Potential for HIV vaccine
AN HIV vaccine regimen tested in an early-phase clinical trial has elicited robust immune responses, appearing stronger than those observed in a landmark 2009 study, showing that a vaccine can protect people from HIV infection.
These are the findings from the ongoing Phase I/II HVTN 100 study of a vaccine regimen designed to improve upon the one used in 2009 – the US Military HIV Research Programme-led RV144 trial in Thailand, the only study to date to show protection, albeit modest, in humans.
Building on the Thailand findings, the National Institute of Allergy and Infectious Diseases (Niaid) of the National Institutes of Health and the Niaid-funded HIV Vaccines Trials Network (HVTN) joined with other organisations to form the Pox Protein Public Private Partnership (P5), a public/private collaboration, to improve on the potency, breadth and duration of protection seen in RV144.

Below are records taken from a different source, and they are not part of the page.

PR #1536, opened 2025-10-22
Prepare For ContextFragment Migration V4

DavidBakerEffendi:
Before I lose the plot, I wanted to get opinions as to whether I'm on the right track in creating the test suite for the change of removing FrozenFragments:

* I've created a `migrationv4` package similar to the recently removed `migrationv3`, which does a lot of the same stuff, but ensures I have a framework to migrate old DTOs (especially the `FrozenFragmentDtos`) to the replacement
* If a session is detected as V3, it goes through `migrationv4` logic and then back out the other end (pretty much a fancy `nop` into existing behaviour except using `migrationv4` DTOs to deserialize with).
* Added a "simple" V3 session as a PoC for now to test that the migration works, but future work is to synthetically add more. Right now, it's file path, source code, conversation history, usages, and call graph.

From https://github.com/BrokkAi/brokk/compare/master...contextunfreeze3?diff=split&w, the main migration focus will be on the `FrozenFragment` -> new "future"-based `Fragments` class if I understand that correctly. I can also look at checking these replacements, but isolated in classes that aren't wired up yet.

Question: I recall a previous discussion about moving our namespace to reflect the Brokk domain. Maybe this migration is a good time to think about that?

--- 

**New Updates**:

* Fixed incorrectly negated `isEmpty` boolean check. This enabled tests to fail where incorrect mapping occurred, and this has been fixed. It is now confirmed that all V3 is always "migrated" to the latest fragments (which is currently V3). My sessions are also loading fine on this branch. 
* Used `ContextSerializationTest` logic to generate synthetic sessions for every class type. These are now checked into Git as ZIPs
* Added parameterized tests under `HistoryV4MigrationTest` which checks that each synthetic ZIP deserializes correctly to the current correct fragment type and does not throw an exception (this is the foundation of the migration at each context fragment on a per-type level).
* Task lists were not migrated by default. There was a special case for manifest.json, but I've extended this to be more general and catch "all other files" not otherwise explicitly kept in a session by the main loop

### DIFF
--- a/app/src/main/java/ai/brokk/util/HistoryIo.java
+++ b/app/src/main/java/ai/brokk/util/HistoryIo.java
@@ -2,7 +2,6 @@ package ai.brokk.util;
 
 import ai.brokk.IContextManager;
 import ai.brokk.TaskEntry;
-import ai.brokk.context.*;
 import ai.brokk.context.ContentDtos.ContentMetadataDto;
 import ai.brokk.context.ContentDtos.DiffContentMetadataDto;
 import ai.brokk.context.ContentDtos.FullContentMetadataDto;
@@ -14,9 +13,9 @@ import ai.brokk.context.FragmentDtos.*;
 import ai.brokk.context.FrozenFragment;
 import ai.brokk.util.migrationv4.V3_HistoryIo;
 import com.fasterxml.jackson.core.type.TypeReference;
-import com.fasterxml.jackson.databind.DeserializationFeature;
-import com.fasterxml.jackson.databind.ObjectMapper;
-import com.fasterxml.jackson.databind.SerializationFeature;
+import com.fasterxml.jackson.databind.*;
+import com.fasterxml.jackson.databind.deser.DeserializationProblemHandler;
+import com.fasterxml.jackson.databind.jsontype.TypeIdResolver;
 import java.io.FileNotFoundException;
 import java.io.IOException;
 import java.io.InvalidObjectException;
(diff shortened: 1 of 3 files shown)


app/src/main/java/io/github/jbellis/brokk/context/ContextFragment.java
```diff
@@ -686,7 +684,7 @@ protected VirtualFragment(String existingId, IContextManager contextManager) {
             // ensure nextId is updated for future dynamic fragments.
             try {
                 int numericId = Integer.parseInt(existingId);
-                ContextFragment.setMinimumId(numericId);
+                ContextFragment.setMinimumId(numericId + 1);
```
DavidBakerEffendi: @jbellis These changes in `context` are something GPT-5 can't help itself to fix. Is this worth rolling back?

app/src/test/java/io/github/jbellis/brokk/context/UndoRedoRestoreTest.java
```diff
@@ -0,0 +1,48 @@
...
+import io.github.jbellis.brokk.analyzer.ProjectFile;
+import io.github.jbellis.brokk.testutil.NoOpConsoleIO;
+import io.github.jbellis.brokk.testutil.TestContextManager;
+import java.nio.file.Path;
+import java.util.List;
+import org.fife.ui.rsyntaxtextarea.SyntaxConstants;
+import org.junit.jupiter.api.Test;
+import org.junit.jupiter.api.io.TempDir;
+
+public class UndoRedoRestoreTest {
```
DavidBakerEffendi: This is migrated from https://github.com/BrokkAi/brokk/compare/master...contextunfreeze3?diff=split&w

jbellis:
Yes, this is the right direction!

One issue: HistoryV4Migrator.migrate writes the migrated zip only when history is empty (backwards)

> I recall a previous discussion about moving our namespace to reflect the Brokk domain. Maybe this migration is a good time to think about that

sure, are we saving classnames in the json?

DavidBakerEffendi:
> One issue: HistoryV4Migrator.migrate writes the migrated zip only when history is empty (backwards)

A bad habit of mine I need to fix. I think it's because I'm used to Scala's `.nonEmpty`

> sure, are we saving classnames in the json?

Yes, I know it's common (especially if there are interfaces and shared properties involved) to include the target class for the deserialization to disambiguate. E.g., there is a line in the V4_HistoryIO that converts the namespace of the serialized classes to match the namespace of the `migration` classes.

DavidBakerEffendi:
Handled package migration to `ai.brokk` while keeping the generated test sessions from `io.github.jbellis` era and the tests are passing nicely

jbellis:
> I could also suggest keeping this open as the staging branch, and incrementally merge the other incoming changes into this until we have a V4

i'm not against this in principle but practically speaking i think it's worth merging to master as we have units of change that work, just to mitigate the conflict pain

DavidBakerEffendi:
Added commits that do a backwards-compatible read (without the destructive write), and also using more type-safe approach to handle he namespace migration

PR #1552, opened 2025-10-23
Add disableDebug flag and guard against duplicate JDWP

### LINKED ISSUE #1498: Fix intellij debug-run
i added the debugger-listener to gradlew run so i could attach debugger that way

so when intellij tries to debug, the option gets added twice

can we make one of them [intellij or gradlew] smarter?

(in the meantime, workaround if you don't want to use gradlew is to run from intellij normally, then attach debugger)

cmanto:
This change makes the Gradle run task more robust when enabling Java debugging and documents the new behavior for developers.

closes #1498

- Intent: Allow disabling the JDWP agent and avoid adding duplicate JDWP arguments when an IDE (e.g., IntelliJ) already provides them.
- Behavior: Introduces a disableDebug Gradle property (defaults to false). If set, no JDWP agent args are added. Also checks a System property (jdwp.present) to skip adding JDWP if the JVM/IDE already enabled it. The debug port remains configurable via debugPort (default 5005).

### DIFF
--- a/app/build.gradle.kts
+++ b/app/build.gradle.kts
@@ -222,15 +222,9 @@ val baselineJvmArgsProvider = object : CommandLineArgumentProvider {
 
 val jdwpDebugArgsProvider = object : CommandLineArgumentProvider {
     override fun asArguments(): Iterable<String> {
-        // Check if debugging is explicitly disabled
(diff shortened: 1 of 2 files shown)


cmanto:
that's possible too, and actually better, I thought you wanted debug on by default

cmanto:
Reverted the logic, now to run with debugging you need to request it explicitly

PR #1554, opened 2025-10-23
EZ Mode (lite)

foundev:
I want some input on this if you have time. I am open for more automation more ease of use, but I want to see where people are at. I personally wouldnt mind taking out the git branch bar, the chat history button, and the microphone..and even consider taking us down to one model (haiku because it goes so fast, but maybe gpt5 mini)

- most git controls gone
- left the git commit as there isnt a good way to see changes otherwise (will add changes tab in later release..or if people feel strongly we can fix that first)
- no terminal
- no session management button, just new session and switch session

settings

image

ezmode 
image


DavidBakerEffendi:
I see Sessions settings button (gear/cog) disappears, but this also holds the dropdown to delete sessions. Maybe it can be kept or replaced by a simple session delete button?

PR #1557, opened 2025-10-24
Remove Languages `provides*` API & Remove Call Graph MenuBar Entries

DavidBakerEffendi:
* Remove Language.provides* API and Assert "True" Case for Each Usage
   * One interesting thing to note, under MergeOneFile, I've let the allowed tools be the true branch - should we consider the union of all the tools from both branches? i.e., this is the old snippet
   ```java
           if (cm.getAnalyzerWrapper().providesSummaries()) {
            allowed.addAll(List.of("getClassSkeletons", "getClassSources", "getMethodSources"));
        } else {
            allowed.addAll(List.of("getFileContents", "getFileSummaries"));
        }
   ```
* Commented out call graph menu entries as no analyzer supports a call graph currently. In some sense, "usages" on a method is a call graph of depth 1 in any case.

### DIFF
--- a/app/src/main/java/io/github/jbellis/brokk/agents/SearchAgent.java
+++ b/app/src/main/java/io/github/jbellis/brokk/agents/SearchAgent.java
@@ -501,9 +501,6 @@ public class SearchAgent {
         names.add("getClassSources");
         names.add("getMethodSources");
         names.add("getUsages");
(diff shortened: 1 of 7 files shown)


jbellis (approved):
just remove the call graph code instead of commenting, we can get it back from git if we want to later

PR #1609, opened 2025-10-27
chore: add context too large exception

Jihed-khelifi:


jbellis:
the mapping is sorted numerically by code, we already have
```
            if (httpStatusCode == 413 || isContextError(cause)) {
                return new ContextTooLargeException(cause);
            }
```

a few lines earlier

PR #1624, opened 2025-10-28
fix: [1618] Disable integration tests in CI

shannah:
These tests are flaky, but still have value for manual operation.


cmanto:
Could we still run them on the daily build?

PR #1633, opened 2025-10-29
ContextFragment V4: Migration Away from FrozenFragments

DavidBakerEffendi:
The below is an update of the changes and upcoming plans. This is Haiku-generated, so feel free to skim over. The TLDR is:
* FrozenFragments are replaced by ComputedFragments that use ComputedValue
* V3 migration now "unfreezes" any frozen fragments so we only load live fragments from sessions. FrozenFragment logic largely goes through `V3_FrozenFragment*` code now.
* Serialisation to V4 freezes live fragments only with information necessary for the ComputedValue to come live again
* Reworked equality, please look at `FragmentEqualityTest` to determine if this meets expectations.
* Updated existing tests that were brought into target branch to now no longer expect any frozen fragments at all. These existing tests passing assert that our migration is working nicely as we are getting all our live fragments back from frozen fragments.
 
 Next steps:
 * Incorporate new live logic on the UI and remove frozen fragments completely from V4.

 
 --- 
  
  ## 1. Architectural Rationale and Performance Improvements
  
  ### The Problem with Frozen Fragments
  
  The original "freeze-first" model had three critical issues:
  
  1. **Blocking Recomputations**: Rendering contexts required materializing every dynamic fragment before display, forcing blocking recomputations whenever a history node was re-frozen
  2. **Analyzer Work Avoidance**: `FrozenFragment` omitted `sources()` and other dynamic elements to allow file manipulation without Code Intelligence readiness, creating special cases throughout the codebase
  3. **Wasteful Recomputation**: Workarounds involved passing `liveContext` instead of `topContext`, causing unnecessary recomputations
  
  ### The ComputedValue Solution
  
  **`ComputedValue<T>`** is an asynchronous, completable future-based container that:
  - Decouples computation from rendering by using background executor threads
  - Allows non-blocking reads via `renderNowOr(placeholder)` and `tryGet()`
  - Supports timeout-based `await(Duration)` for bounded blocking operations
  - Enables lazy evaluation—fragments compute values only when needed
  
  **Performance gains in the main workflow:**
  - `ContextHistory.pushLive()` now stores live contexts with lazy-computed values instead of materializing everything upfront
  - `DiffService` can prefetch/warmup diffs asynchronously without blocking UI
  - Fragment rendering doesn't block history navigation; incomplete values show placeholders
  
  ## 2. New Equality and Content-Checking Strategy
  
  ### Shift from ID-Based to hasSameSource()
  
  **Before**: Fragment deduplication relied on `equals()` and `hashCode()`, which were identity-based or content-hashed inconsistently across fragment types.
  
  **After**: 
  - **Deduplication now uses `hasSameSource()`** exclusively, implemented in `Context.addVirtualFragments()`
  - **Default equality is identity-based** (`Object.equals()`) for most fragments, simplifying semantics
  - **Content-hashed fragments** (like `StringFragment`, `TaskFragment`, `StacktraceFragment`) use hash-based IDs but rely on `hasSameSource()` for semantic comparison
  
  ### hasSameSource() Semantics by Fragment Category
  
  | Category | Strategy | Example |
  |----------|----------|---------|
  | **Path Fragments** | Normalized absolute path comparison | Two `ProjectPathFragment` pointing to same file have same source |
  | **Non-dynamic Virtual Fragments** | ID-based (content hash stable) | `StringFragment` instances with identical text/style have same source |
  | **Dynamic Virtual Fragments** | `repr()` comparison | `UsageFragment` with same target and `includeTestFiles` have same source |
  | **Special Cases** | Custom logic | `GitFileFragment` checks both path AND revision; `ImageFileFragment` uses `contentHash()` |
  
  ### Why This Works
  
  Deduplication doesn't need `equals()` to be reflexive or transitive:
  - Multiple instances of semantically identical fragments can coexist (different numeric IDs for dynamic fragments)
  - `hasSameSource()` identifies semantic equivalence for deduplication without affecting object equality
  - Serialization/deserialization preserves content hashes (non-numeric IDs), so recreated fragments deduplicate correctly
  
  ## 3. Modifications to StringFragment and PasteTextFragment
  
  ### The Description Problem
  
  Originally, `StringFragment` content hash included the description:
  ```
  hash = calculateContentHash(type, description, text, syntaxStyle, ...)
  ```
  
  This meant two fragments with identical text but different descriptions had different IDs, preventing deduplication.
  
  ### The Fix
  
  **Modified `StringFragment` constructor** to exclude description from hash:
  - Fragments now hash only: `text`, `syntaxStyle`, and fragment type
  - Description is cosmetic and shouldn't affect deduplication
  - Two `StringFragment(cm, "code", "desc1", JAVA)` and `StringFragment(cm, "code", "desc2", JAVA)` now have identical content hashes
  
  **Overrode `StringFragment.hasSameSource()`** to explicitly compare:
  ```java
  if (!(other instanceof StringFragment that)) return false;
  return text.equals(that.text) && syntaxStyle.equals(that.syntaxStyle);
  ```
  
  **Applied same pattern to `PasteTextFragment`**:
  - Hash excludes description (which is a future anyway)
  - `hasSameSource()` compares only text content
  - This allows paste operations to deduplicate correctly even if descriptions vary
  
  ### Rationale
  
  Descriptions are UI metadata, not semantic content. When users paste identical code with different auto-generated descriptions, it's the same fragment source and should deduplicate.
  
  ## 4. ComputedValue-Based Async Data Loading
  
  ### ImageFileFragment Implementation
  
  **Before**: `ImageFileFragment.image()` blocked on `ImageIO.read()`, potentially freezing the UI thread.
  
  **After**: Uses `ComputedValue<byte[]>` via `ComputedFragment.computedImageBytes()`:
  
  ```java
  @Override
  public @Nullable ComputedValue<byte[]> computedImageBytes() {
      if (imageBytesCv == null) {
          imageBytesCv = new ComputedValue<>(
              "iff-image-" + id(),
              () -> {
                  try {
                      return FrozenFragment.imageToBytes(image());
                  } catch (IOException e) {
                      throw new UncheckedIOException(e);
                  }
              },
              getFragmentExecutor());  // Background thread pool
      }
      return imageBytesCv;
  }
  ```
  
  **Key benefits:**
  - Image loading happens on background executor, not EDT
  - `renderNowOr()` returns a placeholder if not ready
  - Serialization can call `await(timeout)` to ensure image data is materialized before writing to disk
  - Multiple calls return the same `ComputedValue` instance (lazy initialization and caching)
  
  ### ComputedFragment Interface
  
  All dynamic fragments implement this:
  ```java
  interface ComputedFragment {
      ComputedValue<String> computedText();
      ComputedValue<String> computedDescription();
      ComputedValue<String> computedSyntaxStyle();
      @Nullable ComputedValue<byte[]> computedImageBytes();  // Optional for non-image
      ContextFragment refreshCopy();  // Clear cached values on external changes
  }
  ```
  
  This enables:
  - **Lazy evaluation**: Values computed only when first accessed
  - **Caching**: Repeated calls get same completed future
  - **Refresh**: `copyAndRefresh()` creates new fragment with cleared `ComputedValue` instances, re-triggering computation
  
  ---
  
  ## 5. V3 to V4 History Migration Process
  
  ### Migration Architecture
  
  The V3→V4 migration involves three primary components:
  
  | Component | Role |
  |-----------|------|
  | **`V3_HistoryIo.readZipV3()`** | Orchestrates reading V3 zip file; detects format and routes accordingly |
  | **`V3_DtoMapper`** | Converts V3 DTOs (`V3_FragmentDtos.*`) to live V4 `ContextFragment` instances |
  | **`V3_DtoMapper.resolveAndBuildFragment()`** | Central fragment resolution logic with recursive cache handling |
  
  ### FrozenFragment Handling During Migration
  
  **Challenge**: V3 data contains `FrozenFragmentDto` instances representing "frozen" snapshots of fragments. V4 should store live fragments instead.
  
  **Current Strategy** (based on code):
  
  1. **During deserialization in `_buildReferencedFragment()`**:
     - If encountering `FrozenFragmentDto`, deserialize it into a `FrozenFragment` instance
     - **Immediately unfreeze** it back to its original live type via `FrozenFragment.unfreeze(cm)`
     - Return the unfrozen live fragment
  
  2. **During deserialization in `_buildVirtualFragment()`**:
     - If encountering `FrozenFragmentDto` in virtual fragments map, convert to `FrozenFragment`
     - **Do NOT unfreeze** (keep as frozen for now—this is still being debated)
     - This preserves virtual fragments that were frozen in V3
  
  ### The Unfreezing Mechanism
  
  **`FrozenFragment.unfreeze(IContextManager cm)` reconstructs the original live fragment**:
  
  ```java
  switch (originalClassName) {
      case "ai.brokk.context.ContextFragment$ProjectPathFragment" -> {
          var repoRoot = meta.get("repoRoot");
          var relPath = meta.get("relPath");
          var file = new ProjectFile(Path.of(repoRoot), Path.of(relPath));
          yield new ContextFragment.ProjectPathFragment(file, cm);
      }
      case "ai.brokk.context.ContextFragment$SummaryFragment" -> {
          var targetIdentifier = meta.get("targetIdentifier");
          var summaryType = ContextFragment.SummaryType.valueOf(meta.get("summaryType"));
          yield new ContextFragment.SummaryFragment(cm, targetIdentifier, summaryType);
      }
      // ... other types
  }
  ```
  
  **Metadata preservation**: `FrozenFragment` captures type-specific metadata during freezing:
  - **Path fragments**: `repoRoot`, `relPath`, `revision`, etc.
  - **Summary fragments**: `targetIdentifier`, `summaryType`
  - **CodeFragment**: `fqName`, `kind`, `packageName`, `shortName`
  
  This metadata is sufficient to reconstruct live fragments without Code Intelligence (except for `CodeFragment`, which queries analyzer for fqName resolution).
  
  ### Outstanding Challenges
  
  **1. Circular Unfreezing Risk**: 
  - If a `FrozenFragmentDto` wraps a frozen version of a frozen fragment (nested), unfreezing once may not fully restore the original live type
  - **Current approach**: Assume V3 `FrozenFragmentDto` represents first-level freezing only
  
  **2. Type Mismatch on Reconstruction**:
  - `_buildReferencedFragment()` returns `ContextFragment`; some callers expect `PathFragment` or `VirtualFragment`
  - **Example**: If `_buildReferencedFragment()` returns a `FrozenFragment` that unfreezes to a `SummaryFragment` (which is virtual), type mismatches occur
  - **Mitigation**: Cast carefully or add type-specific builders
  
  **3. Partial Metadata Loss**:
  - Dynamic fragments may have computed values (descriptions from futures, image analysis results) that can't be captured in frozen state
  - **Example**: `PasteTextFragment.descriptionFuture` completed with a value; unfreezing recreates a new future, potentially computing differently
  - **Approach**: Store the resolved value in metadata, restore as completed future
  
  **4. Analyzer Availability**:
  - `CodeFragment.unfreeze()` queries analyzer for fqName resolution
  - If analyzer isn't ready during deserialization, unfreezing fails
  - **Current**: Log warning, fall back to stored metadata if available
  
  ## 6. Next Steps: UI Layer Adaptations
  
  ### Components Affected by Live Fragment Model
  
  **`DiffService` and History Navigation**:
  - Currently expects frozen contexts for stable diffing
  - **Challenge**: Live fragments have async-computed values; diffing must await completion
  - **Solution**: `DiffService.diff(Context curr)` already wraps in `CompletableFuture`; prefetch diffs with `warmUp()` to populate cache before UI needs them
  
  **Context Display/Rendering**:
  - **Before**: Rendered contexts by materializing all fragments upfront (blocking)
  - **After**: Should render placeholders for incomplete computed values
  - **UI Changes Needed**:
    - Fragment preview panels should call `computedText().renderNowOr(placeholder)` instead of `text()`
    - Show "Computing..." spinners for incomplete values
    - Cache rendered results to avoid recomputation
  
  **Context Serialization (Freezing)**:
  - `Context.freezeAndCleanup()` still exists but is now used **only for diffing**
  - **UI Impact**: Reduced frequency of freeze operations; history navigation feels more responsive
  - **Caveat**: Diff computation is now async; UI must handle partial results
  
  **Table of Contents (TOC) Generation**:
  - `ContextFragment.formatToc()` calls `description()`, which is now potentially async
  - **Problem**: TOC generation might show placeholders if descriptions aren't ready
  - **Solution**: Pre-materialize descriptions during context creation, or accept placeholder TOCs that update asynchronously
  
  ### Recommended UI Adaptations
  
  | Component | Adaptation |
  |-----------|-----------|
  | **Fragment Preview** | Use `ComputedValue.renderNowOr()` for lazy rendering; show spinners for pending values |
  | **History Diff View** | Prefetch diffs via `DiffService.warmUp()`; handle `CompletableFuture` with callbacks |
  | **TOC Generation** | Either materialize descriptions eagerly or accept async TOC updates |
  | **File Editor Sync** | When user modifies fragment, call `refreshCopy()` to clear cached values; UI updates via listener pattern |
  | **Search/Filter** | Don't rely on `equals()`; use `hasSameSource()` for deduplication checks |
  
  ### Deferred Work
  
  **These items remain outstanding and require follow-up design decisions:**
  
  1. **FrozenFragmentDto in virtual fragments**: Should V3 virtual frozen fragments be unfrozen or kept frozen? Current code keeps them frozen; this needs clarification.
  
  2. **Nested freezing**: Should we support re-freezing already-frozen fragments, or is single-level freezing sufficient for V4?
  
  3. **Analyzer-dependent unfreezing**: How should UI handle deserialization when analyzer isn't ready yet? Queue and retry? Or block with timeout?
  
  4. **Diff service optimization**: Should diffs be computed eagerly on history push, or lazily on demand? Trade-off between memory and latency.
  
  ---
  
  ## Summary of Changes
  
  | Aspect | Before (V3/Old Model) | After (V4/New Model) |
  |--------|----------------------|----------------------|
  | **Fragment Storage** | Frozen snapshots in history | Live fragments with lazy-computed values |
  | **Performance Bottleneck** | Materializing all fragments before rendering | Background computation; placeholders for pending values |
  | **Deduplication** | ID-based equality (`equals()`) | Semantic comparison (`hasSameSource()`) |
  | **Description Hashing** | Included in content hash | Excluded; treated as cosmetic metadata |
  | **Image Loading** | Blocking on EDT thread | `ComputedValue` on background executor |
  | **History Migration** | V3 frozen fragments stay frozen | V3 frozen fragments unfrozen to live types |
  | **Serialization** | Freeze required before persistence | `DiffService` materializes on demand; optional freezing |
  
  This migration improves responsiveness and reduces special-case code, but requires careful UI updates to handle asynchronous value loading.


DavidBakerEffendi:
@jbellis I'm going to make `CodeFragment` compute the `CodeUnit` since I see the DtoMapper currently blocks on `analyzer.getDefinition` for this information.

DavidBakerEffendi:
Last on my list is:
> we should special case hasSameSource for StringFragment descriptions matching one of our hardcoded StringFragmentTypes

Been using this branch to develop for testing. I've also tried all of those previously problematic sessions that Lutz uploaded and they open fine without warning logs

DavidBakerEffendi:
Ok this is ready for next review

jbellis:
yes, I was just looking at how that's going to break applySnapshotToWorkspace, you can't assume that only files are editable

jbellis:
the other thing that I'm noticing immediately is a bunch of `catch (Exception)`, LLMs love writing this and it's almost never correct
- checked exceptions should be explicitly named
- if there are specific RuntimeExceptions we want to handle, name them too
- otherwise let it throw so we can easily see and fix the problem

DavidBakerEffendi:
> the other thing that I'm noticing immediately is a bunch of `catch (Exception)`, LLMs love writing this and it's almost never correct
> 
> * checked exceptions should be explicitly named
> * if there are specific RuntimeExceptions we want to handle, name them too
> * otherwise let it throw so we can easily see and fix the problem

Going through the diff to fix these now

DavidBakerEffendi:
> Diff machinery has grown complex enough that we should move it out of Context [...]

I've moved DiffService out and submitted the one common FJP async task to the context manager as a background task, but I do see two `parallelStream` calls in Context and ContextHistory, but this is less straight forward to submit as background tests. I could imagine modifying ContextManager to allow assigning the LoggingExecutorService's pool to a parallelStream somewhere.

jbellis:
> I don't believe there are any rules that currently run to detect @Blocking, this is currently being used early on until we do have something to detect these.

I'm confused, how do we validate @Blocking etc? I see BlockingOperationChecker but it checks for @BlockingOperation which is not what we actually tag things with here

jbellis (approved):
rest lgtm, welcome to commit after taking a look at CoPilot's comments

[assuming the `bind` refactor is okay]

DavidBakerEffendi:
(Busy implementing static analysis for `@Blocking` annotation)

DavidBakerEffendi:
`@Blocking` annotations documented under AGENTS.md and tested that they work if I violate these under `:app`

Early results from HVTN 100 show stronger immune responses than some of those recorded in RV144, suggesting the potential for higher levels of protection from the modified vaccine regimen.
The trial was chaired by two South African researchers, Professor Linda-Gail Bekker and Dr Fatima Laher. They collaborated with six South African trial centres to enrol HIV-negative adult volunteers starting in February 2015. Of the 252 people enrolled in the study, 210 received the vaccine regimen and 42 received a placebo.
The researchers followed the volunteers over the years to better understand the immune response to the vaccine. The vaccine regimen administered in the HVTN 100 trial is based on the RV144 regimen, but designed to elicit immune responses to the HIV subtype common in sub-Saharan Africa.
In addition, the adjuvant (immunological agent) was changed in an effort to improve the immune response to the regimen. Also, an additional vaccination was included at one year in the HVTN 100 trial to prolong the early protective effect observed in RV144.
Results from HVTN 100 showed that all volunteers who completed the first four vaccinations developed antibody responses two weeks after the fourth vaccination. Similarly, cellular immune responses were strong.
“There was a pre-specified set of immune response criteria to signal whether the regimen should move forward into advanced phase testing or not.
“Those criteria were met, which is why we are currently conducting HVTN 702, an advanced-phase large-scale trial that seeks to understand if the vaccines can prevent HIV infection in human beings,” Bekker said.